Differential equation, quantum physics

[_Andreas]

Homework Statement

Solve for u(r) in the region r>R (i.e r goes towards infinity). Show that psi(r)=(A/r)e^-alpha*r

Homework Equations

$$\frac{\(d^2u(r)}{dr^2}=\alpha^2u(r)$$

$$\(u(r)=\psi(r)*r$$

The Attempt at a Solution

$$\frac{\(d^2u(r)}{dr^2}=\alpha^2u(r)\Longleftrightarrow\frac{\(d^2\psi(r)*r}{dr^2}-\alpha^2\psi(r)*r=0\Longleftrightarrow\frac{\(d^2\psi(r)}{dr^2}+\frac{\(2}{r}\psi(r)-\alpha^2\psi(r)=0\Longrightarrow\mbox{characteristical equation}\Longrightarrow$$

(z^2) + (2/r)z - alpha^2 = 0

which has the roots z = (-1/r) +/- ((1/r^2) + alpha^2 )^(1/2)

This doesn't seem correct. What have I done wrong? (BTW: sorry for not using LATEX everywhere; I didn't have enough time)

 

[Gokul43201]

Wouldn't it be simpler to just solve for the DE in u(r) first?

 

[dextercioby]

Sides, characteristic equations cannot be used for ODE-s z with variable coefficients.

 

[_Andreas]

Wouldn't it be simpler to just solve for the DE in u(r) first?

Yes, but I cannot see how to get the 1/r term. I only seem to get Ae^-alpha*r (after the boundary condition has been imposed).

 

[_Andreas]

Sides, characteristic equations cannot be used for ODE-s z with variable coefficients.

This was actually something I was thinking of. Makes sense.

 

[Gokul43201]

I only seem to get Ae^-alpha*r (after the boundary condition has been imposed).

Is this a solution for u(r) or psi(r)?

 

[_Andreas]

Is this a solution for u(r) or psi(r)?

The former I think.
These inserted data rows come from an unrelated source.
PR #167, opened 2018-03-06
overlayfs - new snapshot plugin

zzambers:
This new plugin implements mock's snapshot functionality using overlayfs. From user perspective it works similar to LVM plugin, but unlike LVM plugin, it only needs directory (not a volume group) for it's  data (snapshots). Plugin has no aditional dependencies, it only requires kernel with overlayfs support, but this is the case for both current Fedora and RHEL-7.

For more more information, see detailed description in plugin file:
mock/py/mockbuild/plugins/overlayfs.py

### DIFF
--- a/mock/py/mockbuild/plugins/overlayfs.py
+++ b/mock/py/mockbuild/plugins/overlayfs.py
@@ -2,10 +2,10 @@
 # This file is part of overlayfs plugin for mock
 # Copyright (C) 2018  Zdeněk Žamberský ( https://github.com/zzambers )
 #
-# This program is free software; you can redistribute it and/or
-# modify it under the terms of the GNU General Public License
-# as published by the Free Software Foundation; either version 2
-# of the License, or (at your option) any later version.
+# This program is free software: you can redistribute it and/or modify
+# it under the terms of the GNU General Public License as published by
+# the Free Software Foundation, either version 2 of the License, or
+# (at your option) any later version.
 #
 # This program is distributed in the hope that it will be useful,
 # but WITHOUT ANY WARRANTY; without even the implied warranty of
@@ -13,8 +13,7 @@
 # GNU General Public License for more details.
 #
 # You should have received a copy of the GNU General Public License
-# along with this program; if not, write to the Free Software
-# Foundation, Inc., 51 Franklin Street, Fifth Floor, Boston, MA  02110-1301, USA.
+# along with this program.  If not, see <http://www.gnu.org/licenses/>.
 
 
 
@@ -29,8 +28,8 @@
 # config_opts['plugin_conf']['root_cache_enable'] = False
 # config_opts['plugin_conf']['overlayfs_enable'] = True
 # config_opts['plugin_conf']['overlayfs_opts']['base_dir'] = /some/directory
-# config_opts['plugin_conf']['overlayfs_opts']['debug'] = False
 # config_opts['plugin_conf']['overlayfs_opts']['touch_rpmdb'] = False
+# config_opts['plugin_conf']['overlayfs_opts']['trace_hooks'] = False
 #
 # ( Plugin uses postinit snapshot, similary to LVM, root chache is pointless. )
 #
@@ -38,15 +37,18 @@
 #            asociated with snapshots (layers, refs etc., see lower for details)
 #            It is further namespaced by configname so the same directory can be
 #            used in multiple mock configs without problems.
-# debug - print debug info, default: False
 # touch_rpmdb - automatically "touch" rpmdb files after each mount to copy
 #               them to upper layer to overcome rpm/yum issue,
 #               when calling them directly in chroot. See:
 #                   https://bugzilla.redhat.com/show_bug.cgi?id=1213602
+# pylint: disable=line-too-long
 #                   https://docs.docker.com/storage/storagedriver/overlayfs-driver/#limitations-on-overlayfs-compatibility
+# pylint: enable=line-too-long
 #               ( Option is not required when installing using mock --install,
 #               issue is work-arounded automatically there)
 #               defult: False
+# trace_hooks - print info messages about plugin's hooks being called,
+#               default: False
 #
 # plugin's resources asociated with config can be released by:
 #     mock -r <config> scrub all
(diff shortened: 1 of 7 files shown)


mock/py/mockbuild/plugins/overlayfs.py
```diff
@@ -0,0 +1,815 @@
...
+# of the License, or (at your option) any later version.
+#
+# This program is distributed in the hope that it will be useful,
+# but WITHOUT ANY WARRANTY; without even the implied warranty of
+# MERCHANTABILITY or FITNESS FOR A PARTICULAR PURPOSE.  See the
+# GNU General Public License for more details.
+#
+# You should have received a copy of the GNU General Public License
+# along with this program; if not, write to the Free Software
+# Foundation, Inc., 51 Franklin Street, Fifth Floor, Boston, MA  02110-1301, USA.
```
xsuchy: Nowadays is preferred to use electronic address instead of the physical, which already changed few times. See "Copyright notice" at https://www.gnu.org/licenses/gpl-howto.html

mock/py/mockbuild/plugins/overlayfs.py
```diff
@@ -0,0 +1,815 @@
...
+# perspective it works similar to LVM plugin, but unlike LVM plugin there is no
+# need for LVM volume. It only needs (base) directory, where internal data are
+# stored (layers etc., see lower).
+#
+# Configuration:
+# config_opts['plugin_conf']['root_cache_enable'] = False
+# config_opts['plugin_conf']['overlayfs_enable'] = True
+# config_opts['plugin_conf']['overlayfs_opts']['base_dir'] = /some/directory
+# config_opts['plugin_conf']['overlayfs_opts']['debug'] = False
+# config_opts['plugin_conf']['overlayfs_opts']['touch_rpmdb'] = False
```
xsuchy: Can this example go to mock/etc/mock/site-defaults.cfg as well?

mock/py/mockbuild/plugins/overlayfs.py
```diff
@@ -0,0 +1,815 @@
...
+        counter = self.getLayerRefcount(layerId)
+        counter += 1
+        self.setLayerRefCount(layerId, counter)
+        return counter
+
+    def unrefLayer(self, layerId):
+        counter = self.getLayerRefcount(layerId)
+        if counter <= 0:
+            # should not happen
+            raise Exception("refcounter is already <= 0: " + layerId +  " !")
```
xsuchy: Can you use `.format()`?

xsuchy: The same on several other places bellow.

mock/py/mockbuild/plugins/overlayfs.py
```diff
@@ -0,0 +1,815 @@
...
+
+        workDir = self.getWorkDir()
+        if os.path.exists(workDir):
+            shutil.rmtree(workDir)
+        os.mkdir(workDir)
+
+        # make sure kernel has required module loaded
+        modprobeCmds = []
+        modprobeCmds.append("modprobe")
+        modprobeCmds.append("overlay")
```
xsuchy: Can be done in one step, which is more effecient `modprobeCmds = ["modprobe", "overlay"]`

mock/py/mockbuild/plugins/overlayfs.py
```diff
@@ -0,0 +1,815 @@
...
+        except OSError:
+            raise Exception("Failed to obtain mount lock !")
+
+    def mountUnlock(self):
+        mountLockFile = self.getMountLockFile()
+        os.rmdir(mountLockFile)
+
+    def debugPrint(self, message):
+        if self.debug:
+            sys.stderr.write("DEBUG: Overalyfs pluin: " + message + "\n")
```
xsuchy: Instead of direct print to stdderr, it is better to use set up logger (which can point somewhere else)
`self.buildroot.root_log.debug("foo")`

xsuchy:
I just briefly checked the code. I am ill right now. I will do a full review in a few days. Generally, I like it and I want to merge it once the code is good. Also please run pylint-3 on your code, you have there a lot of stylistic "errors" `pylint-3 py/mockbuild/ py/*.py py/mockbuild/plugins/*`

zzambers:
Thank you for your quick response (I hope you are not ill after seeing my code :) ).

I have done changes you requested. I also fixed all pylint-3 complains, except for one, where line is too long due to long URL link (I disabled check for that line).

zzambers:
I also tried using debug messages, but found out that these one are not really well suitable, for what I want. What I need here is quick way to see when and which plugin's hooks are being called. I have found, that debug messages are not printed to console by default. It is also way too much other debug info in log and logs are removed, when scrub/clean is called. So I ended up using info messages and renamed option to trace_hooks.

zzambers:
And 2 more things:

1. I found out (realized) that currently mock --mount does not work with my plugin (root does not remain mounted), It is unmounted at the end as for other commands ( I'll look into that later, maybe in separate PR. I need to think that trough. )

2. I also have something like unit test, which calls methods of plugin (snapshot/layers/refs related operations). And validates integrity of internal data/file structures being created. It does not actually mount anything and does not require privileged user, but it only operates on single file (one with plugin's class).  But I haven't seen similar tests in mock, so I am not sure, how this one could be integrated into mock project. Test file can be found here:
https://github.com/zzambers/random-files/blob/master/mock-overlayfs/test.py

xsuchy:
You can put it in `tests/`. Create there 15-foo.tst - it is shell script and it can run anything. Event that test.py.

xsuchy:
The logging is driven by `-vvvv` and can be tunned by `/etc/mock/logging.ini`.

zzambers:
I have added test file together with shell wrapper. ( I have done similar fixes in test file as for plugin file before, so hopefully there should not be same problems... )

xsuchy:
Merged. It would be nice, if you can extend the Plugins documentation on wiki: https://github.com/rpm-software-management/mock/wiki#plugins

zzambers:
Thank you.
Sure, I'll write something to wiki, when I find some time.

Now I didn't substitute psi(r)*r for u(r) as I did in the OP.

 

[nrqed]

Yes, but I cannot see how to get the 1/r term. I only seem to get Ae^-alpha*r (after the boundary condition has been imposed).

That's right. So you found the solution for u(r) with the approprioate boundary conditions. To get psi, just divide u(r) by r! $\psi(r) = \frac{u(r)}{r}$ and you are done.

 

[_Andreas]

That's right. So you found the solution for u(r) with the approprioate boundary conditions. To get psi, just divide u(r) by r! $\psi(r) = \frac{u(r)}{r}$ and you are done.

It's that simple?! I thought I had to somehow include the r term in the derivation (d^2)/dr^2 Well, thanks then!